Conclusion. That portion of the judgment in favor of NAGE on Arcidi’s complaint seeking the additional $50,000 due under the contract is affirmed. Judgment for NAGE on its counterclaim for the $200,000 already paid is reversed. Judgment on the counterclaim shall enter for Arcidi.

So ordered.

Arcidi brought claims for breach of contract and for unfair and deceptive trade practices under G. L. c. 93A, § 11.

General Laws c. 3, § 42, states in relevant part:

“No person shall make any agreement whereby any compensation or thing of value is to be paid to any person contingent upon a decision as described in the definition of ‘executive agent’, or the passage or defeat of any legislation or the approval or veto of any legislation by the governor.
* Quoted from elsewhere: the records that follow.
Issue #1409, opened 2026-09-17
W_CMT_DEFAULTED's scope must be derived from CMT's consumers, not listed — [data_selection] is a live hole


TeunP:
## What

`W_CMT_DEFAULTED` (#1009 / #1404) is decided by `api::validation::cmt_defaulting_is_ambiguous`: the reader reports every row whose compartment it had to invent, and that predicate decides which models are shown the finding. The predicate has been **wrong in three consecutive review rounds of #1404**, each time in the same way — it was written as a *list* of the model classes someone had thought of, and each round a reviewer found the class that was missing.

| round | what the list missed |
|---|---|
| 1 | observation-side dispatch entirely (`[scaling] obs_scale[CMT=N]` on an analytical model) |
| 2 | `OdeSpec::readout` (it inspected only `AnalyticReadout::readout` — two structs, same `OdeReadout`), and the analytical **dose** channel (an oral model's `CMT=2` is a real central bolus) |
| 3 | `[data_selection]`, below — plus a narrowing that had to be reverted |

Three rounds is the repo's own stop condition (`/ferx-resolve` §7, `feedback_stop_iterating_split_instead`). #1404 ships the converged half — the float-`CMT` parse fix, the reader's counting/message/escaping work, the NONMEM anchor, and a predicate that is never *narrower* than before. This issue is the cut half: **derive the predicate from an enumeration of CMT's consumers, once, instead of widening it again.**

## The live defect: `[data_selection]` reads the defaulted CMT and nothing says so

`resolve_row_cmt`'s own doc (`src/io/datareader.rs`) says it is shared by "the dose row, the observation row **and the `[data]` selection filter's `RowContext`**", and the filter is fed the *defaulted* value. The predicate never asks whether a `[data_selection]` clause mentions `CMT`.

Measured — `pk one_cpt_iv`, `[data_selection] ignore = CMT == 2`, one observation cell spelled `2` vs `x`, nothing else changed:

| dataset | observations kept | OFV | `ferx check` |
|---|---|---|---|
| cell spelled `2` | 3 | −4.6162 | `ok — 0 warning(s)` |
| cell spelled `x` | **4** | **−6.9517** | `ok — 0 warning(s)` |

The row the filter was told to drop is silently kept and scored. This is the #1009 defect on a third channel.

[...]

PR #1423, opened 2026-09-18
fix(validation): derive W_CMT_DEFAULTED's scope from CMT's consumers, closing the [data_selection] hole [closes #1409]

roninsightrx:
> **Stacked on #1404** (`worktree-issue-1009-cmt-defaulted`), which is where
> `W_CMT_DEFAULTED`, `cmt_defaulting_is_ambiguous` and `tests/cmt_defaulting_scope.rs`
> live. The base branch is set accordingly, so the diff shown is this change alone;
> #1404 must merge first.

## Why

`W_CMT_DEFAULTED`'s scope is decided by `api::validation::cmt_defaulting_is_ambiguous`.
It was written as a **list** of the model classes someone had thought of, and it was
wrong in three consecutive review rounds of #1404 — each round a reviewer found the
class that was missing (round 1: observation-side dispatch entirely; round 2:
`OdeSpec::readout` and the analytical dose channel; round 3: `[data_selection]`).
Three rounds is the repo's own stop condition, so #1404 shipped the converged half
and #1409 is this: **derive the predicate from an enumeration of `CMT`'s consumers,
once, instead of widening it a fourth time.**

The live defect is the `[data_selection]` hole. `resolve_row_cmt`'s own doc says it is
shared by "the dose row, the observation row **and the `[data]` selection filter's
`RowContext`**" — and the filter is fed the *defaulted* value, so a clause naming `CMT`
selects records on a compartment nobody wrote. Measured on `pk one_cpt_iv`,
`[data_selection] ignore = CMT == 2`, one observation cell spelled `2` against `x`,
nothing else changed:

| dataset | records scored | −log L at the initial estimates | `ferx check` |
|---|---|---|---|
| cell spelled `2` | 3 | −5.7650 | `ok — 0 warning(s)` |
| cell spelled `x` | **4** | **−5.2516** | `ok — 0 warning(s)` |

The row the filter was told to drop is silently kept and scored. (The issue's own
reprex reports −4.6162 / −6.9517 — the same defect on its own fixture; the numbers
above are this PR's test fixture, printed by it on every run.)

## What changed

**The predicate is now an enumeration.** `CmtConsumer` (in `api/validation.rs`) names
every channel that reads a row's `CMT`, and `cmt_defaulting_is_ambiguous` is
`CmtConsumer::ALL.iter().any(|c| c.is_live(model, options))`. Each arm asks the
*consumer's own* routing table rather than restating it:

| variant | asks |
|---|---|
| `DoseCompartment` | `OdeSpec::n_states` / `PkTopology::channels` |
| `PerCmtScaling` | `ScalingSpec::PerCmt` |
| `PerCmtErrorModel` | `ErrorSpec::PerCmt`, **non-empty** |
| `PerCmtReadout` | `OdeSpec::readout` **and** `AnalyticReadout::readout` |
| `EndpointRouting` | `api::run::obs_routing_for` — the one place a routing set is derived from a model |
| `DataSelectionFilter` | `SelectionFilter::references_column("cmt")` |

A new consumer is a compile error in `CmtConsumer::is_live` and `::index`, and a red
test until it carries a fixture on which it alone is live.

**The `[data_selection]` hole is closed.** `reader_warning_suppressed` takes a
`&FitOptions` (the signature widening the issue anticipated); `fit()` passes its merged
options, `ferx check` passes `parsed.fit_options`. The clause is asked of the *parsed*
`FilterClause`s, not of the raw strings, so case-folding, the `&&` split and the
bare-identifier `IGNORE=C` shorthand are answered by the filter's own parser. A clause
that fails to parse answers `true` (the read is about to fail on it anyway; `false`
would narrow the predicate on an expression nobody has inspected) — pinned by a test so
it is a decision rather than an `unwrap_or_default()`.

**Endpoint routing is explicit** (structural ask 1). Before this, an endpoint model was
reported only because the parser hands it `ErrorSpec::PerCmt({})` — an empty map that
dispatches no error model. That is an accident, and the `!m.is_empty()` gate tried in
#1404 round 3 removed it, silencing a measured endpoint mis-routing. The error-model arm
now requires a non-empty map and `EndpointRouting` covers the empty one by asking the
routing sets. The two arms therefore reject **disjoint** inputs — no belt-and-braces, so
neither can cover for the other in a mutation (CLAUDE.md, "two redundant gates cover for
each other"). `the_empty_error_map_and_the_routing_set_are_the_same_models` is the guard
that the narrowing loses no scope.

**The dose arm gates on "a closed form serves this model"** rather than on
`!is_algebraic()` (fold-in 2). `is_algebraic()` is the compartment-free marker (#811);
an endpoint-only model fails it while still never reaching a closed form, and its
`pk_model` is the placeholder `types.rs` warns must never be dispatched on (#1356).
Benign today only because that parser arm picks a one-channel model while the `[odes]`
arm picks a two-channel one.

**`PkTopology::channels` now pins the no-interior-`None` invariant** (fold-in 1), so
counting live channels and reading the highest addressable index cannot come apart —
the cheaper spelling stays the right one instead of being right by coincidence.

## Alternatives considered

- **Keep `ErrorSpec::PerCmt(_)` matching any map and *add* the routing arm.** Never
  narrower, and tempting. Rejected: the two arms would then accept the same inputs on
  the empty map, so deleting either leaves the suite green — exactly the test hole
  CLAUDE.md names. Collapsing to one gate per input is what makes the mutation below
  meaningful.
- **`Err(_) => false` on an unparseable `[data_selection]` clause.** Rejected as a
  silent narrowing; see above.
- **Thread `&FitOptions` through `predict()` / `simulate()`** so the filter channel is
  answered there too. Rejected: it widens four public entry points to report a filter
  those entry points never applied — they are handed a `Population` the caller already
  read. `non_fit_diagnostics` passes `FitOptions::default()`, with the asymmetry recorded
  at the call site and in its doc (the same structural reason `check_model_options` is
  excluded there wholesale).

## Cross-repo dependency

No public API change (`tools/update-public-api.sh --check` is green; the new methods are
`pub(crate)`).

## Breaking changes
- [x] None

A model that previously ran silently with a `[data_selection]` clause on `CMT` and a
defaulted compartment now gets a warning. No numbers change.

## Numerical validation
- [x] Not applicable — **this change moves no number.** It decides which *diagnostic*
      is shown; every prediction, objective and estimate is bit-identical. NONMEM has no
      equivalent finding at all (`$MODEL` lets it declare `DEFDOSE`; ferx has no such
      declaration), which is why #1009 exists — so there is no NONMEM run to anchor the
      warning's scope against. What the scope *is* anchored on is a measurement, per
      case: the tests read each dataset both ways and assert the warning agrees with
      whether the compartment actually changed what is scored.

Realised table, printed by `tests/cmt_data_selection_scope.rs` on every run:

```
cmt data-selection scope, realised:
  no [data_selection]: kept 4 -> 4, −logL -5.2516 -> -5.2516, observable false, warned false
  ignore = CMT == 2:   kept 3 -> 4, −logL -5.7650 -> -5.2516, observable true,  warned true
  accept = CMT == 1:   kept 3 -> 4, −logL -5.7650 -> -5.2516, observable true,  warned true
  ignore = DV < 0.001: kept 4 -> 4, −logL -5.2516 -> -5.2516, observable false, warned false
```

## Performance
- [x] No significant impact expected — the predicate runs once per reader warning, and
      only when one was emitted. It now compiles the `[data_selection]` clauses a second
      time on that path; there are at most a handful, and the alternative is a second
      spelling of the filter's parser.

## Tests
- [x] Unit test(s) added in the same module (`cargo test --lib` passes — 4982 passed)
- [ ] No new tests needed

**Tier 1** — `src/api/tests/reader_warning_suppression_tests.rs` (+11 tests):

- `cmt_consumer_all_lists_every_variant` — `ALL` pinned dense and complete against the
  exhaustive `match` in `CmtConsumer::index`.
- `every_cmt_consumer_has_a_fixture_where_it_is_the_only_live_one` — **the test the
  issue asked for.** `only_live` is an exhaustive `match` over `CmtConsumer`, so a new
  variant is a compile error until someone builds the shape that makes it live; the test
  asserts the fixture makes *exactly* that channel live (`live == vec![c]`), so no arm is
  pinned by a neighbour that happens to fire on the same model.
- `a_model_that_reads_cmt_for_nothing_is_suppressed_on_every_channel` — the control,
  without which the loop above passes for a predicate hard-wired to `true`.
- four `[data_selection]` cases: the live defect; a clause on another column (so an arm
  written `!ignore_exprs.is_empty()` fails); the spellings the filter accepts
  (`cmt`, `TIME > 0 && CMT != 1`, `Cmt >= 2`, an `accept` clause, `CMTX` as a different
  column, `ignore_subjects` as a non-consumer); the unparseable clause.
- `an_endpoint_model_reports_because_its_rows_route_by_cmt` and
  `the_empty_error_map_and_the_routing_set_are_the_same_models` — the endpoint channel on
  the routing sets, with a non-empty `ErrorSpec` so the error-model arm is inert.
- `an_endpoint_only_models_placeholder_pk_model_is_not_read_as_a_dose_channel` —
  asserted on the *channel*, not on the warning, because such a model reports anyway via
  `EndpointRouting` and a warning-level assertion would pass with the gate deleted.

**Tier 2** — `tests/cmt_data_selection_scope.rs` (new, 2 tests). Measures rather than
declares, in the shape `cmt_defaulting_scope.rs` uses for the dose channel: reads each
dataset through the same filtered path `fit()` uses, counts what survived, evaluates
`individual_nll` on it, and asserts the warning fires **iff** the defaulted compartment
changed what is scored. The straddle is asserted so the table cannot quietly become
one-sided; the `nll` fold carries an `is_finite()` guard so a `NaN` cannot be absorbed.
No `fit()`.

**Mutation-checked**, one at a time, each killed by a named test and nothing else:

| mutation | reddens |
|---|---|
| `DataSelectionFilter => false` | 4 Tier-1 + both Tier-2 tests |
| `EndpointRouting => false` | 4 Tier-1 tests |
| `PerCmtErrorModel` back to any map | `the_empty_error_map_and_the_routing_set_are_the_same_models` |
| closed-form gate → `is_algebraic()` | `an_endpoint_only_models_placeholder_pk_model_is_not_read_as_a_dose_channel` |
| `references_column` ignores the name | `a_data_selection_clause_on_another_column_is_not_a_cmt_consumer`, `the_data_selection_arm_reads_the_clause_the_way_the_filter_does` |

- [x] Not applicable — no new API surface; a warning's scope widened.

## Docs
- [x] `docs/` updated for user-visible changes — `docs/model-file/data-selection.qmd`
      (a new note that `CMT` is the one filterable column with a default, with the
      measurement, and the link to the warning) and
      `docs/file-formats/check-report.qmd` (the `W_CMT_DEFAULTED` row's scope).
      `src/diagnostics.rs`'s registry row too.
- [x] `CHANGELOG.md` `[Unreleased]` entry added, under `Fixed`.
- [ ] No user-visible change

`cargo run -p docs-lint -- --check` is green.

## Checklist
- [x] Functions on the `Dual2` sensitivity path stay differentiable — none touched; this
      is diagnostic routing with no numerical surface.

### ferx-site
- [x] No new DSL syntax, `[fit_options]` key, example or data file.

### ferx-book
- [x] No estimator / DSL / fit-option change.

### Example execution
- [x] No example execution step needed — no user-visible numerical change, no example
      touched.

## Reviewer hints

Focus on **`CmtConsumer::is_live`** — the arms must reject disjoint inputs, and the
claim that they do is what `every_cmt_consumer_has_a_fixture_where_it_is_the_only_live_one`
pins. The load-bearing narrowing is `PerCmtErrorModel` requiring a non-empty map: its
safety condition is that *every* model with an empty `ErrorSpec::PerCmt` has a CMT in a
routing set. The parser only produces that empty map for a model with no `[error_model]`
block, which is an endpoint-only model — but that is an argument about the parser, and
the thing pinning it is a test on fixtures. If you can construct an empty-map model that
routes nothing, this narrows the warning and the arm should go back to `PerCmt(_)`.

Skimmable: the doc comments carrying the #1404 measurements forward, and the topology
invariant assert.

## Open questions

1. `ferx check` reads the population with `filter: None` (it always has), so the record
   counts it reports are unfiltered while the warning it now raises is about the filter.
   Not wrong, but the two are answering slightly different questions. Worth a separate
   issue?
2. `predict()` / `simulate()` are dark on the filter channel (`FitOptions::default()` at
   the `non_fit_diagnostics` call site). The honest fix is for those entry points to know
   what filtered their population, which is a bigger change than this one. Say if you'd
   rather it were filed.


roninsightrx:

The PR’s parsing and topology changes look carefully tested, but there is one blocking hole in the central `W_CMT_DEFAULTED` guarantee: the warning can disappear precisely when a defaulted `CMT` causes the filter to remove the row. This was a static review only, as requested; no code was compiled or executed.

## Blocking findings

- `src/io/datareader.rs:2052 — high — The resolved CMT’s default cause is discarded before filtering, and an excluded row reaches the continue at line 2120 before record_dose/record_obs can count it. For example, with ignore = CMT == 1, an unreadable CMT defaults to 1 and removes the row, but total_cmt_defaults remains empty, so no W_CMT_DEFAULTED exists for CmtConsumer::DataSelectionFilter to surface. Defaulted EVID=2/3 rows filtered through CMT are likewise never counted. — Preserve and record the default cause when a CMT-reading filter consumes it, before any exclusion continue, using a separate filter-consumption count so unrelated exclusions remain silent. Add a regression where the only defaulted row is excluded by ignore = CMT == 1 or accept = CMT == 2 and assert that fit/check still report W_CMT_DEFAULTED.`

## Nits

- `tests/defdose_no_cmt_nonmem_anchor.rs:43 — nit — The comment says this integration test “runs on every PR,” repeated in nonmem_anchor/README.md:700, but the repository guidance says tests/*.rs are only compile-checked on PRs and executed nightly. — Describe it as an ungated nightly Tier-2 test, or add an explicit PR CI invocation if per-PR execution is intended.`

TeunP:
Two things from #1404, now that its round-4 independent review is in.

**Base has moved.** #1423 branches at `cc7c0142`; #1404 is now at `fc088209`. Six commits behind, four of them main (`024a92f3`, `c3e8ba41`, `48f274a6`, `e5bd9067` — I merged main twice mid-landing), plus one merge and one docs commit of mine. Worth merging up before the next run, since this branch gets no CI while it is based on mine.

**Two review findings land squarely in your `EndpointRouting` channel, with fixtures attached.**

The review confirmed what your doc comment already says about my approach — `ErrorSpec::PerCmt(_)` is a proxy, and it only ever matches endpoint-**only** models, because the parser produces the empty map solely from `is_endpoint_only`. So:

1. **An endpoint model that also declares `[error_model]` gets `ErrorSpec::Single` and stays silent.** Measured on the shipped `examples/tte_exponential.ferx` (`[event_model] cmt = 2` + `pk one_cpt_iv` + `[error_model]`), one event row's `CMT` cell spelled `x`: no `W_CMT_DEFAULTED` either way, while the row moves out of the TTE endpoint into the Gaussian grid — **OFV 166.4395 → 254.5871**. That example is probably a better fixture than a hand-built one, since it is in-tree and the gap is invisible without it.

2. **The opposite error, same cause:** a model whose only endpoint is at `cmt = 1` is reported although the default is provably the one right answer — measured identical OFV (125.1207) with and without the `CMT` column. `model_routes_rows_by_cmt` can see that; the error-map proxy cannot.

Both fall out of keying on the declared endpoints, which is what you have done.

**One that is not yours unless you want it.** The emitted message in `datareader.rs` never mentions endpoint routing at all, and on an endpoint-only model every clause is false — it offers `[odes]` states and `pk` compartments to a model with neither, and says "changes the numbers with no error" directly above `E_ENDPOINT_NO_RECORDS`. I left it alone; once your channel lands, the remedy sentence probably wants an `[event_model] cmt = N` arm.

**What I did and did not touch**, so we do not collide: I changed **no predicate logic**. #1404 only corrects the claims — `CHANGELOG.md` and `docs/data-format.qmd` / `docs/file-formats/check-report.qmd` now say endpoint-*only*, name both limits above, and point at #1409. When #1423 lands, that prose becomes wrong in the good direction and wants a pass.

roninsightrx:

Pushed as `4fb72ce6`. One finding fixed — it was real, and it was a genuine hole in the guarantee this PR claims to establish. One nit disputed, with evidence.

---

### 1. `src/io/datareader.rs:2052` — the resolved CMT's cause is discarded before filtering — **FIXED, and the finding was correct**

Confirmed by measurement before touching anything. `pk one_cpt_iv`, `[data_selection] ignore = CMT == 1 && TIME == 4`, one observation cell spelled `2` against `x`, nothing else changed:

| dataset | records scored | −logL | `fit()` reports |
|---|---|---|---|
| cell spelled `2` | 4 | −5.2516 | — |
| cell spelled `x` | **3** | **−5.7650** | **nothing** |

The row is deleted from the fit *because* the reader guessed its compartment, and `W_CMT_DEFAULTED` was absent. Exactly as described: `record_dose`/`record_obs` are past the filter's `continue`, so `CmtDefaults` stayed empty and there was no warning for `CmtConsumer::DataSelectionFilter` to survive the suppression step.

This is the **mirror** of the case the PR was built around, and I had covered only one side. A guessed compartment can make a clause *stop* matching (row wrongly kept — and a kept row is counted normally, which is why every test passed) or *start* matching (row wrongly deleted — invisible to every counter). The PR's own property table was one-sided in a way I did not see.

**Fix**, following the suggested shape:

- The cause is now kept across the filter block (`let (cmt_for_ctx, cmt_cause_for_filter) = resolve_row_cmt(...)`) and recorded **before** the `continue`.
- A separate counter, `CmtDefaults::n_filtered`, so unrelated exclusions stay silent and the numbers do not mix. It is named separately in the message too — a deleted row is not "assigned compartment 1" in any useful sense, it is *missing*, and the remedy reads differently ("had the compartment been written out, those rows would have been kept"). The existing exhaustive destructure in the message builder is what forced this to be answered for.
- Scoped to **the rule that actually fired**, not to "this block mentions CMT somewhere". `should_exclude` is now a thin wrapper over a new `first_excluding_rule -> Option<Excluder<'_>>`; one implementation of the documented exclusion ordering answering two questions, so the two cannot drift about which rule fired. `Excluder::reads_column("cmt")` is the gate.

**On the EVID=2/3 half of the finding** — you were right that those rows are never counted, but I want to be precise about why, because it is not the same defect. `n_dose`/`n_obs` deliberately count only rows the fit uses, and that predates this PR: a *kept* `EVID=2` row with a defaulted CMT is not reported today either, and correctly so — its compartment addresses nothing. What is new is the deletion case: a deleted `EVID=2` row removes a covariate-change marker from the fit, and a guessed compartment is why. The new counter sits at the filter, so it catches every record type including `EVID` 2/3. Both directions are pinned on the same row in `a_deleted_evid_2_row_is_reported_even_though_a_kept_one_is_not`, so the asymmetry is a decision rather than an accident of where the counter sits.

**Regressions added** (`tests/cmt_data_selection_scope.rs`, now 6 tests):

- `ignore = CMT == 1 && TIME == 4` added to the property table — the mirror direction, measured (`kept 4 -> 3`) alongside the existing `kept 3 -> 4` rows.
- `a_defaulted_row_the_filter_deletes_is_still_reported` — checks the whole summary, not just its presence: the deletion is counted, is **not** double-counted as a scored row (`0 dose row(s) and 0 observation row(s)`), and still names the offending spelling.
- `an_exclusion_decided_by_another_column_stays_silent` — a `TIME` rule deletes the defaulted row while a `CMT == 7` clause that matches neither spelling sits beside it. This is the test that fails for the cheap whole-filter `references_column("cmt")` implementation, which passes everything else in the file.
- `a_deleted_evid_2_row_is_reported_even_though_a_kept_one_is_not`.
- `ferx_check_reads_unfiltered_so_it_answers_a_different_question` — see below.

**Mutations**, each killed by a named test: dropping the `reads_column("cmt")` gate reddens `an_exclusion_decided_by_another_column_stays_silent` and nothing else; dropping the `record_filtered` call reddens four tests including the property table.

#### A second defect your finding exposed: the test oracle could not see it

Worth recording, because it is the more embarrassing half. My `warns()` helper went through `validate_model_file`, and `ferx check` reads with `filter: None` (`api/validation.rs`). So it counted the row the fit never sees and reported `W_CMT_DEFAULTED` either way. When I first added the mirror case to the property table it **passed green** against a reader that counted nothing — the fixture was right and the oracle was blind, which is the CLAUDE.md "a green test is not evidence that it can fail" failure mode one level up from the code.

The oracle is now `fit()` itself at `outer_maxiter = 0` (one objective evaluation, no convergence loop, still Tier 2), rather than a re-spelling of `reader_warning_suppressed` in the test file — a second copy of the predicate there would agree with a wrong answer by construction. Only with that oracle does the mirror case fail before the fix, which is how I confirmed the finding rather than taking it on trust. `ferx_check_reads_unfiltered_so_it_answers_a_different_question` now pins the divergence instead of leaving it as prose: both entry points report the finding, but only `fit()`'s sentence is about a deletion.

This sharpens open question 1 in the PR description — `ferx check` not applying the filter is not merely cosmetic, it makes check and fit answer different questions about the same dataset. Still out of scope here; happy to file it.

---

### 2. `tests/defdose_no_cmt_nonmem_anchor.rs:43` — "runs on every PR" — **not a defect, the comment is correct**

CLAUDE.md does say Tier-2 tests are "compile-checked on every PR (`cargo check --tests`) and run nightly in `slow-tests.yml`", so the reasoning is fair — but that sentence is stale relative to the workflow. `.github/workflows/ci.yml`, the `Tests + coverage (core)` job:

```yaml
name: Tests + coverage (core)
if: github.event_name == 'pull_request' || github.event_name == 'push'
...
run: cargo llvm-cov --workspace --tests --no-fail-fast --no-default-features --features ferx-core/ci --profile ci-cov --lcov --output-path lcov.info
```

`--tests` builds and **runs** the integration targets, and the job's own comment says so: "`--tests` so the integration tests both run and count (same rationale as nightly)". `defdose_no_cmt_nonmem_anchor.rs` carries no `#[cfg(feature = ...)]` and no `#[cfg_attr(not(feature = "slow-tests"), ignore)]`, so it compiles and runs under the plain `ci` feature set on every PR. The `maxiter = 0` note is what earns it that — the comment is describing why it is cheap enough to be in the per-PR job, which it is.

The one real caveat is the feature set, not the trigger: that job runs `ferx-core/ci` only, so a `survival`-gated integration test does *not* run on PRs (it runs in the endpoints job, which is `schedule`/`dispatch`). Neither file is gated, so neither is affected.

I have not edited CLAUDE.md here — that is repo-wide guidance and a change to it belongs in its own PR rather than riding along in this one. Flagging it: the Tier-2 paragraph should say integration tests run per-PR under `ferx-core/ci` and nightly under the wider feature sets, since the current wording is what produced this nit and will produce it again.

---

`tools/preflight.sh` green (`fmt check clippy rustdoc docs public-api`), `cargo test --lib` 4982 passed, the affected integration tests green. Docs and CHANGELOG updated for the deletion half. No public API change — `first_excluding_rule`, `Excluder` and `record_filtered` are all `pub(crate)`, and `should_exclude`'s signature is unchanged.

One thing the rustdoc gate caught while fixing this, since it is the trap CLAUDE.md warns about: the first version of `should_exclude`'s doc linked `[`Self::first_excluding_rule`]`, a `pub(crate)` target from a `pub` method — `private_intra_doc_links`, red `Rustdoc` job. Fixed at the link with inline code, not with an `allow`.

TeunP:
**#1404 merged as `85413d90`.** Base retargeted to `main` for you; the old branch is still on origin so nothing is stranded, and I will delete it once you have merged up.

**Expect 10 conflicts, and the reason is not drift.** #1404 was **squash**-merged, so its individual commits are not ancestors of `main` — this branch and `main` now hold much of the same content via different histories. `git merge-tree origin/main <this branch>` says:

```
CHANGELOG.md                                       docs/data-format.qmd
docs/file-formats/check-report.qmd                 src/api/postfit.rs
src/api/tests/reader_warning_suppression_tests.rs  (add/add)
src/api/validation.rs                              src/diagnostics.rs
src/io/datareader.rs                               src/io/datareader_tests.rs
src/pk/topology.rs
```

Most resolve as "take `main`, keep the `CmtConsumer` work on top" — the content is already yours, it just arrives by the other route now.

**Four things changed under you since `cc7c0142`:**

1. **`reader_warning_suppressed` has a third call site.** #1280/#1304 added `predict_diag()` / `simulate_*_diag()`, which route through the same filter — `postfit.rs:2163`, alongside `fit.rs:1268` and `validation.rs:6505`. The `&FitOptions` widening needs all three, and `postfit.rs` is the awkward one: those entry points take no fit options, so there is a decision to make about what they pass for `ignore_exprs` / `accept_exprs`.

2. **`docs/data-format.qmd` gained a section heading.** The `W_CMT_DEFAULTED` prose now sits under its own `### When a defaulted CMT is reported (W_CMT_DEFAULTED)`, because adding to the old section pushed it to 5445 characters against docs-lint's 5000-character R1 limit. Keep the split when resolving, or R1 goes red.

3. **The docs now state the limits this PR removes**, so they become wrong in the good direction once it lands: the "Two limits of that arm" paragraph in `data-format.qmd`, the endpoint-only sentence in `check-report.qmd`, and the matching CHANGELOG clause. All three point at #1409 and want deleting.

4. **`W_CMT_DEFAULTED` was added to the reader-findings lists** in `postfit.rs:2113` and `docs/warnings.qmd` — it is the only code that filter actually withholds.

**Still unchanged and still yours:** the two fixtures from the comment above (`examples/tte_exponential.ferx`, OFV 166.4395 → 254.5871; the `cmt = 1` false positive at identical OFV 125.1207), and the message text in `datareader.rs`, which still never mentions endpoint routing.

No person shall agree to undertake to influence such a decision, or to communicate to influence such a decision or to promote, oppose or influence legislation or to communicate with members of the legislature, or to advocate approval or veto by the governor for consideration to be paid upon the contingency of the outcome of such a decision or that any legislation is passed or defeated.”

Lyons was removed from office at a later date.

4 No argument is made concerning the fact that the agreement uses the word “proposed” and is not signed by Arcidi.

The definition of “executive agent” appears in G. L. c. 3, § 39, and refers to “a person who for compensation or reward, acts to influence the decision of any officer or employee of the executive branch or an authority” (emphasis added). The definition of “authority” expressly includes the Massachusetts Turnpike Authority. Id.

The Restatement (Second) of Contracts also recognizes these categories. See Restatement (Second) of Contracts § 198 comment b, at 74-75 (1981).